LifeArc is a British life science medical research charity. It was established in 2000 as MRC Technology to translate the work of UK Medical Research Council (MRC) research scientists.

Today, LifeArc provides intellectual property identification, protection and commercialisation, technology development, diagnostic development, early stage drug discovery and antibody humanization services for the MRC, academia, biotechnology and pharmaceutical organisations and charities, aiming to move promising medical research forward into viable and accessible patient treatments. Profits from LifeArc's activities are reinvested into further research.

LifeArc uses funds from royalty payments to provide grants into rare disease research and allocates seed funding to UK companies.

History 

LifeArc started as the Medical Research Council Liaison Office in 1984, and in 1986 the MRC Collaborative Centre, a laboratory-based technology transfer function, was founded. In 1993, the Liaison Office became MRC's Technology Transfer Group, responsible for office based patenting and licensing.

The organisation was set up as a charity and a company limited by guarantee in 2000 to incorporate patenting, licensing and research functions.

On 15 June 2017 it  officially became LifeArc.

Activities 

LifeArc humanised a number of antibodies on behalf of other organisations. Four of these, Tysabri (Biogen Idec/Elan), Actemra (Hoffmann-La Roche/Chugai), Entyvio (Millenium Pharma/Takeda) and Keytruda (Merck/MSD), are licensed drugs.

In 2010, LifeArc signed a deal with the drug company AstraZeneca to share chemical compounds to help identify potential treatments for serious diseases.

LifeArc is a member of a Global Drug Discovery Alliance along with the Centre for Drug Research and Development, the Scripps Research Institute, Cancer Research Technology, the Lead Discovery Centre and the Centre for Drug Design and Discovery, dedicated to translating health research into new medicines and working together to improve the conversion of global early-stage research into much-needed new therapies.
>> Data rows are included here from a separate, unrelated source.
PR #1789, opened 2019-05-01
fix(Core): Fixed join multiple guilds exploit

old-intelligentquantum-boycott:
##### TESTS PERFORMED:
Yes, imported without errors. Checked and tested in game, everything looks fine.

##### HOW TO TEST THE CHANGES:
First: Clone WowAddin (WoW Console) from https://github.com/tomrus88/WowAddin
Then: Use below code as a method and register the command in order to function

`bool GuildLeave(char const*, char const* args)
{
  CDataStore Packet(CMSG_GUILD_DECLINE);
  Packet.Finalize();
  ClientServices::SendPacket(&Packet);

  Console::Write("Packet Sent", ECHO_COLOR);
  return true;
}`

After That: Try to compile and Inject it to Wow.exe Process using a DLL Injector
Then: See this video >> https://ufile.io/3wpn1xnl

##### KNOWN ISSUES AND TODO LIST:

- [ ]
- [ ] 

##### Target branch(es):

Master

PR #7631, opened 2021-08-30
Fixed join multiple guilds exploit

IntelligentQuantum:
OLD PR: https://github.com/azerothcore/azerothcore-wotlk/pull/1789

Tested And It works fine for me

First: Clone WowAddin (WoW Console) from https://github.com/tomrus88/WowAddin
Then: Use below code as a method and register the command in order to function

```
bool GuildLeave(char const*, char const* args)
{
  CDataStore Packet(CMSG_GUILD_DECLINE);
  Packet.Finalize();
  ClientServices::SendPacket(&Packet);

  Console::Write("Packet Sent", ECHO_COLOR);
  return true;
}
```

After That: Try to compile and Inject it to Wow.exe Process using a DLL Injector

Then see this video without this PR: https://vimeo.com/594412340


lineagedr:
Why not just do https://github.com/azerothcore/azerothcore-wotlk/blob/master/src/server/game/Handlers/GuildHandler.cpp#L79

```diff
LOG_DEBUG("guild", "CMSG_GUILD_DECLINE [%s]", GetPlayerInfo().c_str());

+if (GetPlayer()->GetGuild())
+    return;

GetPlayer()->SetGuildIdInvited(0);
```

IntelligentQuantum:
> Why not just do https://github.com/azerothcore/azerothcore-wotlk/blob/master/src/server/game/Handlers/GuildHandler.cpp#L79
> 
> ```diff
> LOG_DEBUG("guild", "CMSG_GUILD_DECLINE [%s]", GetPlayerInfo().c_str());
> 
> +if (GetPlayer()->GetGuild())
> +    return;
> 
> GetPlayer()->SetGuildIdInvited(0);
> ```

:+1: Yeah why not, i'm going to test this

IntelligentQuantum:
> Why not just do https://github.com/azerothcore/azerothcore-wotlk/blob/master/src/server/game/Handlers/GuildHandler.cpp#L79
> 
> ```diff
> LOG_DEBUG("guild", "CMSG_GUILD_DECLINE [%s]", GetPlayerInfo().c_str());
> 
> +if (GetPlayer()->GetGuild())
> +    return;
> 
> GetPlayer()->SetGuildIdInvited(0);
> ```

it works fine, Can you make PR ?

src/server/game/Guilds/Guild.cpp
```diff
@@ -2197,6 +2197,15 @@ bool Guild::AddMember(ObjectGuid guid, uint8 rankId)
...
         rankId = _GetLowestRankId();
 
+    ObjectGuid::LowType guidLow = guid.GetCounter();
+
+    CharacterDatabasePreparedStatement* memberGuidQuery = CharacterDatabase.GetPreparedStatement(CHAR_SEL_GUILD_MEMBER_GUID);
+    memberGuidQuery->setUInt32(0, guidLow);
+    PreparedQueryResult memberGuidResult = CharacterDatabase.Query(memberGuidQuery);
+
+    if (memberGuidResult)
+        return false;
```
FrancescoBorzi, line 2207:
```suggestion
    if (memberGuidResult)
    {
        return false;
    }
```

FrancescoBorzi:
@IntelligentQuantum thanks for this PR.

Please don't forget to:

- specify what is the status of it and apply the Label(s) accordingly (waiting to be tested? ready to be reviewed?)
- also specify whether you tested this in-game already or not

lineagedr:
Correct me if I'm wrong but do we even need GetPlayer()->SetInGuild(0); ?

So if we decline a guild invite it will set our current guildId to 0 which doesn't make any sense we should either remove it
or check if we're not in a guild and then set it to 0 which again wouldn't make any sense because we're not in a guild removing it might be the best option
```c++
void WorldSession::HandleGuildDeclineOpcode(WorldPacket& /*recvPacket*/)
{
    LOG_DEBUG("guild", "CMSG_GUILD_DECLINE [%s]", GetPlayerInfo().c_str());
    GetPlayer()->SetGuildIdInvited(0);
}
```

IntelligentQuantum:
@lineagedr I removed this in old PR https://github.com/azerothcore/azerothcore-wotlk/pull/1789/files

lineagedr:
@IntelligentQuantum Any reason that you reverted that fix? Because I don't see any harm in removing it

IntelligentQuantum:
@lineagedr They said it has crash, But i have used it from almost 5 years and there is no problem with it.

FrancescoBorzi:
@IntelligentQuantum is this ready to be tested?

IntelligentQuantum:
> @IntelligentQuantum is this ready to be tested?

Yes

src/server/game/Handlers/GuildHandler.cpp
```diff
@@ -77,6 +77,9 @@ void WorldSession::HandleGuildDeclineOpcode(WorldPacket& /*recvPacket*/)
 {
     LOG_DEBUG("guild", "CMSG_GUILD_DECLINE [%s]", GetPlayerInfo().c_str());
 
+    if (GetPlayer()->GetGuild())
+        return;
```
Helias, line 81:
```suggestion
    if (GetPlayer()->GetGuild())
    {
        return;
    }
```

Helias (approved):

FrancescoBorzi:
@IntelligentQuantum if you tested the normal guild actions and they still work fine (e.g. try to create a guild, invite someone, remove someone, etc...), I'd say we can merge this.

Through its earnings from licensing agreements, LifeArc provides funding for academic research and early-stage medical research.

Dementia Consortium was launched in December 2013 - a unique £3m drug discovery collaboration between Alzheimer's Research UK, LifeArc and pharmaceutical companies Eisai and Lilly.

In March 2019, LifeArc joined with Cancer Research UK and Ono Pharma to progress new immunotherapy drug targets for cancer.

In May 2019, LifeArc announced it had sold part of its royalty rights for Keytruda to a subsidiary of Canada Pension Plan Investment Board (CPPIB) for US$1.297 billion, making it one of the biggest UK medical charities by size of investment.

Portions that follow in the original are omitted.